My 3TB HD converted to EFI Partition

0

I have 3TB HD installed in my pc. I dont know how its converted to "EFI system partition" !! Can I return it back to normal patition without formating or cleaning it? DiskManage This picture shows that disk 0 is completly an EFI partition

drhoom

Posted 2016-03-19T08:48:30.320

Reputation: 3

Was it a single partition before? Do you know what kind of filesystem (FAT32, NTFS, ...) it is? Also: Stuff like that doesn’t happen by itself. Did you try to install an operating system? – Daniel B – 2016-03-19T11:11:09.367

yes it was single NTFS partiton. No i didnt try to install any OS. Its really a strange thing !! – drhoom – 2016-03-19T13:40:01.073

Answers

1

It may be as simple as changing the partition type back to “Microsoft Basic data partition” (ID EBD0A0A2-B9E5-4433-87C0-68B6B72699C7). This could be accomplished easily with a number of partition tools on Linux:

fdisk (newer GPT-capable versions)

  1. Identify disk: fdisk -l
  2. Start editing: fdisk /dev/sdX, where sdX is the correct disk as identified in step 1
  3. Change type: t, L, enter code for “Microsoft basic data” from list (11 on my machine), (nb: because there is only a single partition, we won’t be asked which partition to use)
  4. Save changes: w

gdisk

  1. Identify disk: Run gdisk -l /dev/sda, gdisk -l /dev/sdb, ... until you find the disk
  2. Start editing: gdisk /dev/sdX, where sdX is the correct disk as identified in step 1
  3. Change type: t, L, enter code for “Microsoft basic data” (0700 on my machine), (nb: because there is only a single partition, we won’t be asked which partition to use)
  4. Save changes: w, y

parted

  1. Identify disk: Run parted -l
  2. Start editing: parted /dev/sdX, where sdX is the correct disk as identified in step 1
  3. Change type: toggle 1 msftdata (nb: changes take effect immediately)
  4. Quit: quit

You could also use the file command to try and determine if it’s still NTFS:

file -s /dev/sdX1

All of the above needs to be run as root.

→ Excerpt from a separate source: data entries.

PR #401, opened 2026-07-30
feat: accounts card

amliu-jumptrading:
- add accounts card to overview page
- update overview card layout (separate frankendancer vs firedancer layout entirely with different breakpoints)

### DIFF
--- a/src/features/Overview/AccountsCard/index.tsx
+++ b/src/features/Overview/AccountsCard/index.tsx
@@ -1,0 +1,166 @@
+import { Flex } from "@radix-ui/themes";
+import Card from "../../../components/Card";
+import CardHeader from "../../../components/CardHeader";
+import { accountsStatsAtom } from "../../../api/atoms";
+import { useAtomValue } from "jotai";
+import Stat from "../../Accounts/Stat";
+import { formatCount, formatHitRate, formatSIBytes } from "../../../utils";
+import {
+  accountsReadColor,
+  accountsWriteColor,
+  accountsUsedColor,
+  accountsFragmentedColor,
+  accountsSecondaryColor,
+} from "../../../colors";
+import styles from "./accountsCard.module.css";
+import { hitRateChangedColor, getHitRateStatus } from "../../../hitRate";
+import { accountsNextCompactionAtom } from "../../../atoms";
+
+const storageStatsMinWidth = "150px";
+const readWriteStatsMinWidth = "120px";
+const cacheStatsMinWidth = "80px";
+
+export default function AccountsCard({ className }: { className?: string }) {
+  const accountStats = useAtomValue(accountsStatsAtom);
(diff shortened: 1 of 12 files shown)


src/utils.ts
```diff
@@ -630,3 +630,17 @@ export function formatSIBytesRate(value: number) {
...
+
+export function getColorByThreshold(
+  thresholds: ColorThreshold[],
+  fallback: string,
+): (value: number) => string {
+  return (value) => {
+    for (const { below, color } of thresholds) {
+      if (value < below) return color;
+    }
+    return fallback;
```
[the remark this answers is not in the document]
amliu-jumptrading: This is a relatively simple function. The tests we currently cover handle functions with more complex logic.

src/features/Accounts/consts.ts
```diff
@@ -46,3 +52,11 @@ export const cacheClassUnusedColors = [
...
   "var(--red-3)",
 ];
+
+export const getCacheHitRateColor = getColorByThreshold(
+  [
+    { below: 0.99, color: badChangedColor },
+    { below: 0.995, color: averageChangedColor },
+  ],
+  goodChangedColor,
+);
```
asuzuki-jumptrading: I think it would be simpler to just have a function with if / else if / else checks unless we're planning to have many color thresholds across the app

src/features/Overview/AccountsCard/index.tsx
```diff
@@ -0,0 +1,169 @@
...
+
+  return (
+    <Card className={className}>
+      <Flex direction="column" gap="2">
+        <CardHeader text="Accounts" />
+
+        <Flex gap="3" wrap="wrap">
+          <Flex direction="column" gap="2" flexGrow="1">
+            <div className={styles.sectionLabel}>Cache</div>
+            <Flex direction="column" gap="2">
```
asuzuki-jumptrading: Do we need this second flex column inside a flex column?

asuzuki-jumptrading (dismissed):

atsai-jumptrading (dismissed):

src/features/Accounts/consts.ts
amliu-jumptrading: The program cache has a different color threshold than the accounts. Let me check whether we want to consolidate those

src/features/Overview/AccountsCard/index.tsx
amliu-jumptrading: Good catch, it's not needed

src/features/Accounts/consts.ts
amliu-jumptrading: I consolidated the thresholds for the program cache card, accounts card, and hit rates across the accounts page. I've also simplified it to just use if statements
Bad: < 0.99
Average: < 0.995
Good

asuzuki-jumptrading (approved):

PR #404, opened 2026-08-04
refactor: canvas tps chart

amliu-jumptrading:
- rewrites TPS chart from SVG to canvas
- draws on every animation frame instead of every 100ms tick when tps data is pushed
- fix syncing of tps data pushing (100ms) with the estimatedTpsAtom updating (previously 400ms)
- fix the assumed sampling rate of tpsHistory points (previously 400ms)
- derive window label from window ms

Related backend change to account for tps history samples being 200ms apart: https://github.com/firedancer-io/firedancer/commit/73146bf3e5831d902cef59ca8d941294cd66d310

### DIFF
--- a/src/features/Overview/TransactionsCard/Chart.tsx
+++ b/src/features/Overview/TransactionsCard/Chart.tsx
@@ -1,7 +1,6 @@
-import AutoSizer from "react-virtualized-auto-sizer";
-import { useMemo, useRef } from "react";
-import { isDefined } from "../../../utils";
-import { useAtomValue } from "jotai";
+import { useLayoutEffect, useRef } from "react";
+import { getDefaultStore } from "jotai";
+import { useMeasure, useRafLoop } from "react-use";
 import { tpsDataAtom } from "./atoms";
 import {
   regularTextColor,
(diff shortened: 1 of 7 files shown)


src/features/Overview/TransactionsCard/index.tsx
```diff
@@ -17,11 +20,17 @@ export default function TransactionsCard({
...
+              minWidth="180px"
+              minHeight="80px"
+              overflow="hidden"
+              position="relative"
+            >
               <Chart />
             </Box>
             <Flex justify="between">
-              <Text className={styles.axisText}>~ 1min ago</Text>
+              <Text className={styles.axisText}>~ {WINDOW_LABEL}</Text>
```
asuzuki-jumptrading: Will this window label be changing a lot? If it's usually around 1 min, I think we can keep it as `~ 1 min ago`

src/features/Overview/TransactionsCard/Chart.tsx
```diff
@@ -1,131 +1,135 @@
...
+    drawArea(ctx, points, width, height, "voteY", transactionVotePathColor);
+
+    drawPeakLine(ctx, width, height, maxTotalY * yRatio, maxTotalY);
+  });
 
   return (
-    "M" +
-    path.slice(1) +
-    `L ${points[points.length - 1].x} ${height} L ${points[0].x} ${height}, L ${points[0].x} ${points[0].y}`
+    <div ref={measureRef} style={{ position: "absolute", inset: 0 }}>
```
asuzuki-jumptrading, line 81: Why does this need to be position: absolute?

asuzuki-jumptrading (dismissed):
Nice!

src/features/Overview/TransactionsCard/index.tsx
amliu-jumptrading: Fair enough, it was helpful during dev when I was adjusting the window_ms but it's static in practice. I'll just add a comment by WINDOW_MS that this label needs to be updated too if the value changes

src/features/Overview/TransactionsCard/Chart.tsx
amliu-jumptrading: We make it `position: absolute` and `inset: 0` so that its height is determined by the parent `Box` instead of its content `canvas`. Then we measure the div's dimensions to pass into the canvas.

src/features/Overview/TransactionsCard/consts.ts
```diff
@@ -1 +1,5 @@
-export const maxTransactionChartPoints = 600;
+// Frequency server samples history
+export const HISTORY_INTERVAL_MS = 200;
+
+// Keep in sync with the hardcoded "~ 1min ago" axis label in index.tsx
+export const WINDOW_MS = 60_000;
```
asuzuki-jumptrading, line 2: We could update the ~ 1min ago text to use this `WINDOW_MS` value so we're only hard-coding this window

asuzuki-jumptrading (dismissed):

src/features/Overview/TransactionsCard/consts.ts
asuzuki-jumptrading: Sorry, I misunderstood what your code was doing previously!
I thought it was using the first ts in the data and showing that in the label, when in fact it was using WINDOW_MS.
You can ignore the above comment 😅 If we add a feature in the future to be able to control the window size, we can pull in the change you had previously.

atsai-jumptrading (dismissed):

amliu-jumptrading:
I've consolidated the `tpsSampleIntervalMs` and `HISTORY_INTERVAL_MS` because the live updates come at the same rate that the history sample points are spaced. `tpsSampleIntervalMs` should be `200ms`

atsai-jumptrading (approved):

PR #410, opened 2026-08-19
feat: replay page

asuzuki-jumptrading:
- set up replay page, which checks for WebGL support
- hide left nav

### DIFF
--- a/src/hooks/useSlotsNavigation.ts
+++ b/src/hooks/useSlotsNavigation.ts
@@ -7,17 +7,22 @@ import { useMedia } from "react-use";
 export function useSlotsNavigation() {
   const isNarrowScreen = useMedia(narrowNavMedia);
   const [isNavCollapsed, setIsNavCollapsed] = useAtom(_isNavCollapsedAtom);
-  const isLeaderSchedule = useCurrentRoute() === "Schedule";
+  const currentRoute = useCurrentRoute();
 
-  const showNav = isLeaderSchedule || !isNavCollapsed;
-  const showOnlyEpochBar = isLeaderSchedule;
+  const noNav = currentRoute === "Replay";
+  const showOnlyEpochBar = currentRoute === "Schedule";
+
+  const showNav = !noNav && (showOnlyEpochBar || !isNavCollapsed);
 
   return {
+    noNav,
     isNarrowScreen,
     showNav,
     setIsNavCollapsed,
     showOnlyEpochBar,
-    blurBackground: isNarrowScreen && !isNavCollapsed && !showOnlyEpochBar,
-    occupyRowWidth: showOnlyEpochBar || (!isNarrowScreen && !isNavCollapsed),
+    blurBackground:
+      !noNav && isNarrowScreen && !isNavCollapsed && !showOnlyEpochBar,
+    occupyRowWidth:
+      !noNav && (showOnlyEpochBar || (!isNarrowScreen && !isNavCollapsed)),
   };
 }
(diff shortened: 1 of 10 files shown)


src/hooks/useSlotsNavigation.ts
```diff
@@ -9,15 +9,19 @@ export function useSlotsNavigation() {
...
   return {
+    noNav,
     isNarrowScreen,
     showNav,
     setIsNavCollapsed,
     showOnlyEpochBar,
     blurBackground: isNarrowScreen && !isNavCollapsed && !showOnlyEpochBar,
-    occupyRowWidth: showOnlyEpochBar || (!isNarrowScreen && !isNavCollapsed),
+    occupyRowWidth:
+      !noNav && (showOnlyEpochBar || (!isNarrowScreen && !isNavCollapsed)),
```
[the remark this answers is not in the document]
asuzuki-jumptrading: Technically you can't expand the slots nav in mobile view on the replay page, but I will add this check to the `blurBackground` field

asuzuki-jumptrading:
> ## Pull request overview
> Copilot reviewed 8 out of 8 changed files in this pull request and generated no new comments.
> 
> Suppressed comments (1)
> **src/features/Replay/index.tsx:7**
> 
> * `isWebgl2SupportedAtom` is not a pure capability check: it is also set to `false` after renderer setup or context-restoration failures and is never reset. A transient failure in the Overview chart therefore makes Replay unavailable for the rest of the session, even after that chart is unmounted and the GPU recovers. Keep immutable WebGL2 capability separate from per-renderer failure/fallback state, and let Replay handle failures from its own renderer.
> 
> ```
>   const isWebGl2Supported = useAtomValue(isWebgl2SupportedAtom);
> ```

This is ok for now... the user could refresh the page, and we can create a separate atom for replay webgl2 support if needed

src/hooks/useSlotsNavigation.ts
```diff
@@ -9,15 +9,20 @@ export function useSlotsNavigation() {
   const [isNavCollapsed, setIsNavCollapsed] = useAtom(_isNavCollapsedAtom);
   const isLeaderSchedule = useCurrentRoute() === "Schedule";
 
-  const showNav = isLeaderSchedule || !isNavCollapsed;
+  const noNav = useCurrentRoute() === "Replay";
```
amliu-jumptrading: Should we have a `const router= useCurrentRoute()` call once and use that for both `isLeaderSchedule` and `noNav` checks?

src/hooks/useSlotsNavigation.ts
```diff
@@ -9,15 +9,20 @@ export function useSlotsNavigation() {
...
+
+  const showNav = !noNav && (isLeaderSchedule || !isNavCollapsed);
   const showOnlyEpochBar = isLeaderSchedule;
```
amliu-jumptrading: nit: Can we move the `showOnlyEpochBar` const above `showNav` and use it instead of `isLeaderSchedule` so it reads more contextually as "show nav when there is not no nav AND only the epoch bar shows or the nav is not collapsed". This also makes `showOnlyEpochBar` the one source of truth rather than needing to update both if there is another page that should only show the epoch bar.

I realize this is existing 😅 and a small detail , but wanted to point it out since the `showNav` was changing

amliu-jumptrading (approved):

atsai-jumptrading (approved):

amliu-jumptrading (approved):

If you don’t have a live-bootable Linux available, I recommend using a lightweight image like Gentoo’s minimal install (boots directly to terminal, recommended) or Puppy Linux.

Daniel B

Posted 2016-03-19T08:48:30.320

Reputation: 40 502

1

I wonder why nobody mentioned of the Windows-builtin diskpart when talking about changing the partition type GUID:

select disk 0
select partition 1 [Could be partition 2 because there is a (hidden) MSR partition before it]
set id=EBD0A0A2-B9E5-4433-87C0-68B6B72699C7

(https://en.wikipedia.org/wiki/GUID_Partition_Table#Partition_type_GUIDs)

or

set id=7

if it is an MBR disk.

(https://en.wikipedia.org/wiki/Partition_type#List_of_partition_IDs)

Tom Yan

Posted 2016-03-19T08:48:30.320

Reputation: 4 744

0

You must use a partition recovery software. I would suggest Test Disk, which is free and reliable.

Also, this answer may be useful for you.